## Problem details
Reproduce only the lines of the material below that start at the line containing "per taxonomic rank." and stop at the line containing "## What happens". Keep both end lines.

..........

PR #370, opened 2026-09-14
Load plant.species once and partition by rank instead of six queries

### LINKED ISSUE #364: /api/v1/plants/:id runs six rank queries over the same species set
`GET /api/v1/plants/:id` runs six near-identical queries over the same rows, one per taxonomic rank.

Sentry: [API-8B](https://trefle.sentry.io/issues/API-8B) — `Api::V1::PlantsController#show`, 11 events, first seen 2026-09-10, release `v2.5.1`. [API-5A](https://trefle.sentry.io/issues/API-5A) is the same transaction. Query pattern:

```sql
SELECT "species".* FROM "species" WHERE "species"."plant_id" = $1 AND "species"."rank" = $2
```

## What happens

`PlantSerializer` exposes six sibling collections (`app/serializers/plant_serializer.rb:54-59`):

```ruby
has_many :species_species, serializer: SpeciesLightSerializer, name: :species
has_many :subspecies,      serializer: SpeciesLightSerializer
has_many :varieties,       serializer: SpeciesLightSerializer
has_many :hybrids,         serializer: SpeciesLightSerializer
has_many :forms,           serializer: SpeciesLightSerializer
has_many :subvarieties,    serializer: SpeciesLightSerializer
```

Each is backed by its own scope on `Plant` (`app/models/plant.rb:92-114`):

```ruby
def subspecies
  species.ssp_rank.preload(:plant, :genus, :synonyms)
end
```

Six methods, six scopes, six round trips — all filtering the same `plant.species` set by a different `rank` value. Rendering one plant record therefore costs six queries where one would do.

This is the layer #345 did not reach. Its comment at `app/models/plant.rb:88-91` records that the *inner* preloads were the fix for #281; the six sibling queries themselves were left in place, and Sentry started grouping them as an N+1 two days after that PR merged.

## Scope

- Load `plant.species` **once**, with `preload(:plant, :genus, :synonyms)`, and partition the loaded records by `rank` in Ruby. The six serializer keys stay exactly as they are; only their source changes.
- Keep the ordering each scope currently produces, if any — check the `*_rank` scopes before assuming they are unordered, and pin it in a spec if it matters to the payload.
- `Api::V1::PlantsController#show` (`app/controllers/api/v1/plants_controller.rb:45`) resolves a `Species` and then serializes `@resource.plant`; that is a second place where a preload may belong. Decide where the loading lives (controller vs model) and say why in the PR.
- Do not change the JSON. The six keys, their names and their contents must be byte-identical.

## Acceptance criteria

- `GET /api/v1/plants/:id` issues one query against `species` for the six rank collections, not six.
- A request spec asserts the query count on a plant that has records in several ranks, and fails against current `master`.
- A JSON Schema spec (`lib/schemas/v1/`) still passes: the payload is unchanged.

Sentry: `Fixes API-8B`, `Fixes API-5A`.

Touches: `app/models/plant.rb`, `app/serializers/plant_serializer.rb`, `app/controllers/api/v1/plants_controller.rb`, `spec/requests`
Blocked by: none

lambda2:
Closes #364.

`GET /api/v1/plants/:id` ran six near-identical queries over `species`, one per taxonomic rank (`species_species`, `subspecies`, `varieties`, `hybrids`, `forms`, `subvarieties` on `Plant`), each its own `species.<rank>_rank.preload(...)` scope.

## Change

`Plant` now loads `species.preload(:plant, :genus, :synonyms)` once and partitions the result by `rank` in Ruby, memoized in a private `species_by_rank` method. The six public accessors PlantSerializer calls are unchanged in name and return the same content, just sourced from the single preload.

## Where the preload lives (model vs controller)

Kept in the model. The six rank accessors are only ever called from `PlantSerializer`'s `has_many` declarations, nowhere else in the codebase, so a controller-level preload would have nothing else to serve and the memoized model method already collapses to one query per request. `Api::V1::PlantsController#show` resolves the `Species` via `friendly_or_synonym!` (one query) and reads `.plant` off it (a separate `belongs_to` load) — neither of those needed to change.

## Ordering

The `*_rank` enum scopes carried no explicit `.order`, and `Plant#species` has none either, so there was no ordering guarantee to preserve.

## Testing

- New request spec (`spec/requests/api/v1/plants_rank_collections_spec.rb`) asserts the `species`-table query count on `/api/v1/plants/:id` for a plant with records across several ranks: **7 on `master`, 2 with this fix** (1 to resolve the slug, 1 for the single partitioned preload). Also asserts each rank still comes back under its correct serializer key.
- The existing swagger/JSON-schema spec for `plant` (`spec/requests/api/v1/2_plants_spec.rb`) still passes untouched — payload is byte-identical.
- `bundle exec rubocop app/models/plant.rb spec/requests/api/v1/plants_rank_collections_spec.rb` — 0 offenses.
- Full `bundle exec rspec`: same 90 pre-existing failures on this branch as on unmodified `master` (unrelated feature/web/management specs — worktree asset-build artifacts), no new failures.

Touches: `app/models/plant.rb`, `spec/requests/api/v1`


lambda2:
🔎 claim-1789375104-20485

lambda2:

**CI**: Brakeman/RSpec/RuboCop all green (`gh pr checks 370`).

**Local verification** (worktree `.claude/worktrees/issue-364-plant-rank-preload`, branch pulled to `2a3359c`):

- `spec/requests/api/v1/plants_rank_collections_spec.rb` + `spec/requests/api/v1/2_plants_spec.rb`: 13/13 pass. `bundle exec rubocop app/models/plant.rb spec/requests/api/v1/plants_rank_collections_spec.rb`: 0 offenses.
- Confirmed the new spec actually catches the regression it's meant to guard: reverted only `app/models/plant.rb` to the pre-fix commit (`06361fa`), keeping the new spec — the query-count assertion fails exactly as the PR description claims (`expected: 2, got: 7`). Restored the fix, clean again (2 queries: 1 slug resolve + 1 partitioned `species` preload).
- Confirmed `Species#rank` is a Rails enum (`species/ssp/var/hybrid/form/subvar`) returning string labels, so `species.preload(...).group_by(&:rank)` keys line up exactly with the `species_by_rank['ssp']` etc. lookups — no silent `nil` fallthrough.
- Checked the ordering claim independently: neither the old `*_rank` enum scopes nor `Plant#species` (`has_many :species`, no `default_scope` on `Species`) carry an explicit `.order`, so there was no ordering guarantee to preserve — matches the PR's "Ordering" section.
- Grepped the codebase for other callers of the six accessors (`species_species`, `subspecies`, `varieties`, `hybrids`, `forms`, `subvarieties`) outside `PlantSerializer` and the new spec — none. So the switch from chainable `ActiveRecord::Relation` to a plain `Array` (via `group_by`) can't break a caller that expected further query chaining elsewhere.
- The model vs. controller placement write-up checks out: `Api::V1::PlantsController#show` resolves `Species` via `friendly_or_synonym!` and reads `.plant` off it — unrelated to the six rank accessors, which are only ever invoked from `PlantSerializer`'s `has_many` declarations.

All three acceptance criteria from #364 are met: one `species` query for the six rank collections (spec-enforced and independently reproduced), a request spec that fails against pre-fix code, and the JSON-schema spec for `plant` still passes untouched.

🔎 claim-1789375104-20485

..........

## Final answer
`GET /api/v1/plants/:id` runs six near-identical queries over the same rows, one per taxonomic rank.

Sentry: [API-8B](https://trefle.sentry.io/issues/API-8B) — `Api::V1::PlantsController#show`, 11 events, first seen 2026-09-10, release `v2.5.1`. [API-5A](https://trefle.sentry.io/issues/API-5A) is the same transaction. Query pattern:

```sql
SELECT "species".* FROM "species" WHERE "species"."plant_id" = $1 AND "species"."rank" = $2
```

## What happens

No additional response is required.